**DATA SHOWN:**
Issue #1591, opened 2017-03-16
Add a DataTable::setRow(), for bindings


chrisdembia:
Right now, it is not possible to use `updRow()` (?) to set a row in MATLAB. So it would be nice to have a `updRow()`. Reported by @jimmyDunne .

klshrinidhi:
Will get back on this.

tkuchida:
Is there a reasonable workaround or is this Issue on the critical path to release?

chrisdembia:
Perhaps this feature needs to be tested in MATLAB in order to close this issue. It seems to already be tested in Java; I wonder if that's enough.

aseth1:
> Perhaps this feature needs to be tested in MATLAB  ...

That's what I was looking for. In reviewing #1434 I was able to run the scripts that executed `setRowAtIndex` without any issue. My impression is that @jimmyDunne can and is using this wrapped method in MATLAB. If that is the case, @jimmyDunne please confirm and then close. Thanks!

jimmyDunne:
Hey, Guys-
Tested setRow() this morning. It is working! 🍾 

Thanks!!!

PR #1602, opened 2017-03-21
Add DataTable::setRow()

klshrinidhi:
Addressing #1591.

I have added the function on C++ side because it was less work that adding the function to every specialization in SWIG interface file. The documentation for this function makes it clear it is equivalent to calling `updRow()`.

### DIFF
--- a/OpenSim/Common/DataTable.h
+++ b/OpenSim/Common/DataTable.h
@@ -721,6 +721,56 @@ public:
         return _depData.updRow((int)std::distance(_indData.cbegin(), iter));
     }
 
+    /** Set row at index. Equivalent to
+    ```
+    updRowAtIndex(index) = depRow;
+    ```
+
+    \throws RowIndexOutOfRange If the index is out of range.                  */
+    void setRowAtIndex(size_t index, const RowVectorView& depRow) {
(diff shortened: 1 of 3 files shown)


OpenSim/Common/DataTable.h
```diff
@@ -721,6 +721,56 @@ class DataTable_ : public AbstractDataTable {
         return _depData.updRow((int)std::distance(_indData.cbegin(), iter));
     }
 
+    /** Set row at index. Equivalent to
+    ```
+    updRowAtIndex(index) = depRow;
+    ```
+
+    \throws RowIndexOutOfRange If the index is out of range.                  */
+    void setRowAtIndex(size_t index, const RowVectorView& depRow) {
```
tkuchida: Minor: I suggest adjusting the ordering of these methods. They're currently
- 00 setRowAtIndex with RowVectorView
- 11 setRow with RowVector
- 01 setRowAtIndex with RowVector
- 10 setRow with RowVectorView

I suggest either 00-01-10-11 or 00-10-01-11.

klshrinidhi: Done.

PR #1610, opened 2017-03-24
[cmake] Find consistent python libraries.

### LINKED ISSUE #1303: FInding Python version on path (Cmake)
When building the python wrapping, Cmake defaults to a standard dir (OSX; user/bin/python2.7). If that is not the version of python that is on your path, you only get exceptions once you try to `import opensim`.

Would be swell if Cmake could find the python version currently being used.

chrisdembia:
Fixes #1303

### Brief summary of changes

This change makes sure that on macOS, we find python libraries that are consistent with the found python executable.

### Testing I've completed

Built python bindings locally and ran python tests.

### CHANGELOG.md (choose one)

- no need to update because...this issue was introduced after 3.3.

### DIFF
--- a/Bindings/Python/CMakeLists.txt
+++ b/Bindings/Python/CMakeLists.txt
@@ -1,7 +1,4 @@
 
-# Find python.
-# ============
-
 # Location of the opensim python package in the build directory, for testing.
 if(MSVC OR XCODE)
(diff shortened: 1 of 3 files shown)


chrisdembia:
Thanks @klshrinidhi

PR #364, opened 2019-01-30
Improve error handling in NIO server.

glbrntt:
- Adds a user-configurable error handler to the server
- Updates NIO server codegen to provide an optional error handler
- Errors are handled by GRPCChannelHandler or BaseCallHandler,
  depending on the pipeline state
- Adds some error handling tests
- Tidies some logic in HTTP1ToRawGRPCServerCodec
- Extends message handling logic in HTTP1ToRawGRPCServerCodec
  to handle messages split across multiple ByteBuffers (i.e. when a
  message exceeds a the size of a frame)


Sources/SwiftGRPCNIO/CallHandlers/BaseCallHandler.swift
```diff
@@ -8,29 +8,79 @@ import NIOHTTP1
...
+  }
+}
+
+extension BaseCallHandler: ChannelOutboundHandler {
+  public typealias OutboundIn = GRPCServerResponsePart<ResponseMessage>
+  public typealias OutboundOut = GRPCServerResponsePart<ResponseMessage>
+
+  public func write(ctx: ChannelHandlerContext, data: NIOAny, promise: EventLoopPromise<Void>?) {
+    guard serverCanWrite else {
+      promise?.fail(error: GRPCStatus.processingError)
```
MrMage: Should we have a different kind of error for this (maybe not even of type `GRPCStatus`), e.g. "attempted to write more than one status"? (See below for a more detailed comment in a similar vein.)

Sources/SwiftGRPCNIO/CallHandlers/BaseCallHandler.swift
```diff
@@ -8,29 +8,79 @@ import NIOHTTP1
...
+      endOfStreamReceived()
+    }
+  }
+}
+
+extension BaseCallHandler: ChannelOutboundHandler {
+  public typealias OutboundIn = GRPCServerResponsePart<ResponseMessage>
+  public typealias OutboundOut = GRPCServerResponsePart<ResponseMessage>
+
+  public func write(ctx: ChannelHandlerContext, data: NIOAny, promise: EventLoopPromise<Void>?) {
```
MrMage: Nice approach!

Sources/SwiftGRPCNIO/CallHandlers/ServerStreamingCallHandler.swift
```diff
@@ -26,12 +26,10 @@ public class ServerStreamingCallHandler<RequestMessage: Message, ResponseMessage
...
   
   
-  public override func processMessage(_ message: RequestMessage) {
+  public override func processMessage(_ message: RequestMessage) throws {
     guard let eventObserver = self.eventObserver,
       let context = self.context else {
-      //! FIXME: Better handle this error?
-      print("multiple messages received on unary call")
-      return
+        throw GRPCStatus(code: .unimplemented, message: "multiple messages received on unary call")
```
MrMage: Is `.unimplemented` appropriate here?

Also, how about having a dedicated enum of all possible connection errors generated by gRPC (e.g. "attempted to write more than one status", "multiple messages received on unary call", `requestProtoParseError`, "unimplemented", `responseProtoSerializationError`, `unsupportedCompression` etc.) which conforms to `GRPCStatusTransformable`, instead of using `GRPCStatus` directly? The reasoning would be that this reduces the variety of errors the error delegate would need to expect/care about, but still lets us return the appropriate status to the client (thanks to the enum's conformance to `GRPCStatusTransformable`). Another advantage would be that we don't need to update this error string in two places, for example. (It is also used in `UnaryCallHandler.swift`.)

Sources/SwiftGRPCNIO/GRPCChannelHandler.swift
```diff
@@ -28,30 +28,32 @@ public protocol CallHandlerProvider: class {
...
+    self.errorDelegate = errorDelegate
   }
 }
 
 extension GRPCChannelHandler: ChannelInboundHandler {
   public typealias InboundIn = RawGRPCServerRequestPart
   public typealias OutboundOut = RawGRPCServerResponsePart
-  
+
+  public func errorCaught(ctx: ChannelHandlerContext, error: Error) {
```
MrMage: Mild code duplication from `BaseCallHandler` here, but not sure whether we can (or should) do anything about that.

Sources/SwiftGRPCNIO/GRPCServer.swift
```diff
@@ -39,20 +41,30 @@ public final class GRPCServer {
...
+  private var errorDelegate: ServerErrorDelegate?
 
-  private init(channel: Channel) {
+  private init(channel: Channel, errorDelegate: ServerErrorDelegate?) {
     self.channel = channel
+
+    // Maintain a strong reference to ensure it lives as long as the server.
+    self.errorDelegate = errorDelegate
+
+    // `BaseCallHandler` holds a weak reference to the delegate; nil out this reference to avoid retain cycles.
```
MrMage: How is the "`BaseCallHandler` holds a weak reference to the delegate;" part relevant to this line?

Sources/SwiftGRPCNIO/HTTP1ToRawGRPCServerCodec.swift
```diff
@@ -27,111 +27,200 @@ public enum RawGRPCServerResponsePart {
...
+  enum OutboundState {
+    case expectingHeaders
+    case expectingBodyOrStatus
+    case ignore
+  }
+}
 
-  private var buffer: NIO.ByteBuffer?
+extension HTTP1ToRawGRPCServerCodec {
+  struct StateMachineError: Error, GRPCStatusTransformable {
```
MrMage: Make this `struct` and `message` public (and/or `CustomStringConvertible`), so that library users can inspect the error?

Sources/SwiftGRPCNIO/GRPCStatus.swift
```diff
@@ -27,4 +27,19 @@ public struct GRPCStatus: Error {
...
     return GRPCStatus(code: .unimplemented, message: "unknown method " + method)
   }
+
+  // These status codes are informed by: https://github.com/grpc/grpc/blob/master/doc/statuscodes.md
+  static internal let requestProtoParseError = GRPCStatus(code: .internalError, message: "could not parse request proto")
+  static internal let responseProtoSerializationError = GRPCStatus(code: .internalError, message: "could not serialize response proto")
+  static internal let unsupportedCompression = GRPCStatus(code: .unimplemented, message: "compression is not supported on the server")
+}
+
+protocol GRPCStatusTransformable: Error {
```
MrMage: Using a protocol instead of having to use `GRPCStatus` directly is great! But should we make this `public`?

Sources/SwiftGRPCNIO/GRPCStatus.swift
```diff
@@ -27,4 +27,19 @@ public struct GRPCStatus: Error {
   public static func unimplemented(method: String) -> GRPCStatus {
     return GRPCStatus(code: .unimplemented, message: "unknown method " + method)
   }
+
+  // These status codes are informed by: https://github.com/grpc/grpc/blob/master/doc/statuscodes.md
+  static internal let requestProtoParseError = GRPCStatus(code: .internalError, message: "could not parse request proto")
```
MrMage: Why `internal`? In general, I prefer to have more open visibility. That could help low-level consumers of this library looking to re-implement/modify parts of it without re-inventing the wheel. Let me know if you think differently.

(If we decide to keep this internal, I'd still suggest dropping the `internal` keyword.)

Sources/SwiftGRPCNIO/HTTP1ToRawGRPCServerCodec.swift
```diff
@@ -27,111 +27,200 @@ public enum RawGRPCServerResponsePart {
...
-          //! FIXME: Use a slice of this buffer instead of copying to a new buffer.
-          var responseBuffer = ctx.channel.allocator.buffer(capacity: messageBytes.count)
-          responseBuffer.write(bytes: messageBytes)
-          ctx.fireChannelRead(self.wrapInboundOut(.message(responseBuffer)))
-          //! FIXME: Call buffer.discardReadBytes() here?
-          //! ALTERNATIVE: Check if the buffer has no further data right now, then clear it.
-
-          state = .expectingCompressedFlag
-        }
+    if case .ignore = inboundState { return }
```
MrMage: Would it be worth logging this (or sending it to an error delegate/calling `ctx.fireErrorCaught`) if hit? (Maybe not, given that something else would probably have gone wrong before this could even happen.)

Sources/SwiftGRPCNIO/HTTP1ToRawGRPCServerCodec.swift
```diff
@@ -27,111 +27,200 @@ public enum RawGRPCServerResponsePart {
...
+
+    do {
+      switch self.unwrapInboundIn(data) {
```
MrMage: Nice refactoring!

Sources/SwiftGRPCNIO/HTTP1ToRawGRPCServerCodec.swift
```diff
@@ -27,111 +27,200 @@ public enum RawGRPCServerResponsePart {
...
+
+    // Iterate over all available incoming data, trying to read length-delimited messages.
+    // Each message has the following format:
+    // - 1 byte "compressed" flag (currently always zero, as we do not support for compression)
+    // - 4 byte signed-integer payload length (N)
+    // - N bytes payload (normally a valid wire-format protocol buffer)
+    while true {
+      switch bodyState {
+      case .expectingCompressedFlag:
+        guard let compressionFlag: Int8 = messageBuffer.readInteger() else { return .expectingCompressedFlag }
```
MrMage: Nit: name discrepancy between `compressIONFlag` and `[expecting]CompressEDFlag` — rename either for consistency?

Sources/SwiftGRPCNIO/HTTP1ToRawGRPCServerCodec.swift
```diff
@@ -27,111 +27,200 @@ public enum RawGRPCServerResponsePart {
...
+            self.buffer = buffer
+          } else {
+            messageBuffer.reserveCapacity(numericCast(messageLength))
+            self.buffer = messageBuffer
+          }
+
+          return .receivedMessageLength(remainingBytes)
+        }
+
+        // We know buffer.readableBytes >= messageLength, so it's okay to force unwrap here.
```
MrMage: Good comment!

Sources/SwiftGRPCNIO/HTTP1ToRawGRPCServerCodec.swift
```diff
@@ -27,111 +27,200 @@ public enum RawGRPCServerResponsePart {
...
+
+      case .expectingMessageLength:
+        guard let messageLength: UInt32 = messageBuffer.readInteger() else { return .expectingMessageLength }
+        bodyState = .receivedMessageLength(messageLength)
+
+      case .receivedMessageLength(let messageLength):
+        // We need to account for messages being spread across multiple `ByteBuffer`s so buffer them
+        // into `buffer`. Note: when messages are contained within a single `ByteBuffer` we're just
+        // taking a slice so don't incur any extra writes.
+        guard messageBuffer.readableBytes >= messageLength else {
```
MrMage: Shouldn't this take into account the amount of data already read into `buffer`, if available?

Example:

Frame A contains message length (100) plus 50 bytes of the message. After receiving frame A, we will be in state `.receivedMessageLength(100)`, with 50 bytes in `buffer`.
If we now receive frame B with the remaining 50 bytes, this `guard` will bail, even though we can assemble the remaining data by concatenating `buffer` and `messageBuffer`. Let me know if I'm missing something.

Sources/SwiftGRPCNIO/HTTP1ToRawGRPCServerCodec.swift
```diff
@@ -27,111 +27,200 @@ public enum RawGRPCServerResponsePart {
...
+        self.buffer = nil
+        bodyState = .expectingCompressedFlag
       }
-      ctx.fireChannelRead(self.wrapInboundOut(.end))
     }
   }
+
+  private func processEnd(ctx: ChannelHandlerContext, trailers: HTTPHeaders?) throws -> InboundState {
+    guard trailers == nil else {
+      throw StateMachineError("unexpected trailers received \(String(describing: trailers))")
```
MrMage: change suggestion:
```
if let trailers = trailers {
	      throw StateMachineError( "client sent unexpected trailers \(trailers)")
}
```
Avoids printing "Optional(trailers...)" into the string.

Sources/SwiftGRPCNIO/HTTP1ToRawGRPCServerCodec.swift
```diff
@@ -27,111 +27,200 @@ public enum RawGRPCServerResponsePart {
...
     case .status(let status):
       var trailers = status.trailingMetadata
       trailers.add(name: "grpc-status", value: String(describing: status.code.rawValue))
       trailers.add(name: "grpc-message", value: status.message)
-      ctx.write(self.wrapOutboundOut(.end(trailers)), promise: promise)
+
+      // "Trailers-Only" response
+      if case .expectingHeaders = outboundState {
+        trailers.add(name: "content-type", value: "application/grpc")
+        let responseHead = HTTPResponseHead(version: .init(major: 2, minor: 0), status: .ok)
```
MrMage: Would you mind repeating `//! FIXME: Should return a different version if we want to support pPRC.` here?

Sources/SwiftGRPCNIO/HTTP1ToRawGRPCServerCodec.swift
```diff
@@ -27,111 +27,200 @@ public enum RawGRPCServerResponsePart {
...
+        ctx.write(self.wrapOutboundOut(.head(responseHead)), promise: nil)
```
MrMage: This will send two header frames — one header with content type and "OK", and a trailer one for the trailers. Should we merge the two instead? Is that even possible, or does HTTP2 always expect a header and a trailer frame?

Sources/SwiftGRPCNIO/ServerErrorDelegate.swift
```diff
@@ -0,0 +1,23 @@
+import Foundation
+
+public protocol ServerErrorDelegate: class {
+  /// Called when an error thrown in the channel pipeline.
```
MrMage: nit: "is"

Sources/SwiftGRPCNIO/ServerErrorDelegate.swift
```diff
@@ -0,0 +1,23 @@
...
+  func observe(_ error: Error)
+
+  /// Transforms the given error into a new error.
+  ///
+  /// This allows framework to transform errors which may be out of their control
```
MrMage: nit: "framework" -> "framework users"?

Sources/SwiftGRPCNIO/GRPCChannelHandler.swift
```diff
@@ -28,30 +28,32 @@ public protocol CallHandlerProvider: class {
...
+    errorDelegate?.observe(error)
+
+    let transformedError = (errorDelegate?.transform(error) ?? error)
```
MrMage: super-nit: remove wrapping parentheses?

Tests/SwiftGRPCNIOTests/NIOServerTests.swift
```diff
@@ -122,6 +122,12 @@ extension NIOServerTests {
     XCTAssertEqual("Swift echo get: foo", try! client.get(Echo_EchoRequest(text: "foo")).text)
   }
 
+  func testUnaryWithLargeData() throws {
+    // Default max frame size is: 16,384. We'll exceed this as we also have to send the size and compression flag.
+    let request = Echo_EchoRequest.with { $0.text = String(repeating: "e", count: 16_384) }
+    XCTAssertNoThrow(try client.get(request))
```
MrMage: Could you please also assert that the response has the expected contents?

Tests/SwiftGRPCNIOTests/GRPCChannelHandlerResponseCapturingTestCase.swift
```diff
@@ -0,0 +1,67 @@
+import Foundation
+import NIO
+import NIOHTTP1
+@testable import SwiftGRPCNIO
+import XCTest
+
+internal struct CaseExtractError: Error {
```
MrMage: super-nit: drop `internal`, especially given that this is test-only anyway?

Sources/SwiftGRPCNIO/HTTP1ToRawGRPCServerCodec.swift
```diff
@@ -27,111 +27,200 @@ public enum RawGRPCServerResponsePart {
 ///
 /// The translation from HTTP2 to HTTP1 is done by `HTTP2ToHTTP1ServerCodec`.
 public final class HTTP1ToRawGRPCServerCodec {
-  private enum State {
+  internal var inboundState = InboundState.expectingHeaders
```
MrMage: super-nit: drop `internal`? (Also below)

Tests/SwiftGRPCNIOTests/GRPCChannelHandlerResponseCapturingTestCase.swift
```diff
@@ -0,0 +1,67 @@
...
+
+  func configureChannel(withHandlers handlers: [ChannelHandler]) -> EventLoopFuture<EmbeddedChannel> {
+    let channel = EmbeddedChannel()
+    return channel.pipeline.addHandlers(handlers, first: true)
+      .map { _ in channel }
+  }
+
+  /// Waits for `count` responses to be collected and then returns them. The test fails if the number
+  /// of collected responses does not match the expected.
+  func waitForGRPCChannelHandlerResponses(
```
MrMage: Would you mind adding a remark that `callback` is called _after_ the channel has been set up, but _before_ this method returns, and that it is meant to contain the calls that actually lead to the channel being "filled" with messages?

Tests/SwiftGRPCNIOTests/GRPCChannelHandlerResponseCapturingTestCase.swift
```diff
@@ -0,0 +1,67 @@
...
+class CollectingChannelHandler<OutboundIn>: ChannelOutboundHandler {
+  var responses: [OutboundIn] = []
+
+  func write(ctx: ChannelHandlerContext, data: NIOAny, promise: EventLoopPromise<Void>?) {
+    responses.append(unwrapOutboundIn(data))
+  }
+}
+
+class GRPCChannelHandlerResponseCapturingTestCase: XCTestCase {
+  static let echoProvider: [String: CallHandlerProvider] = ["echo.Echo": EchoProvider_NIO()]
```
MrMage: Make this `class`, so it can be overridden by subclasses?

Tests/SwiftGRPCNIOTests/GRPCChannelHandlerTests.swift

**THE TASK:** Above are the records; copy each line from them that includes the string "more".

**ANSWER TO THE EXERCISE:**
MrMage: Should we have a different kind of error for this (maybe not even of type `GRPCStatus`), e.g. "attempted to write more than one status"? (See below for a more detailed comment in a similar vein.)
Also, how about having a dedicated enum of all possible connection errors generated by gRPC (e.g. "attempted to write more than one status", "multiple messages received on unary call", `requestProtoParseError`, "unimplemented", `responseProtoSerializationError`, `unsupportedCompression` etc.) which conforms to `GRPCStatusTransformable`, instead of using `GRPCStatus` directly? The reasoning would be that this reduces the variety of errors the error delegate would need to expect/care about, but still lets us return the appropriate status to the client (thanks to the enum's conformance to `GRPCStatusTransformable`). Another advantage would be that we don't need to update this error string in two places, for example. (It is also used in `UnaryCallHandler.swift`.)
MrMage: Why `internal`? In general, I prefer to have more open visibility. That could help low-level consumers of this library looking to re-implement/modify parts of it without re-inventing the wheel. Let me know if you think differently.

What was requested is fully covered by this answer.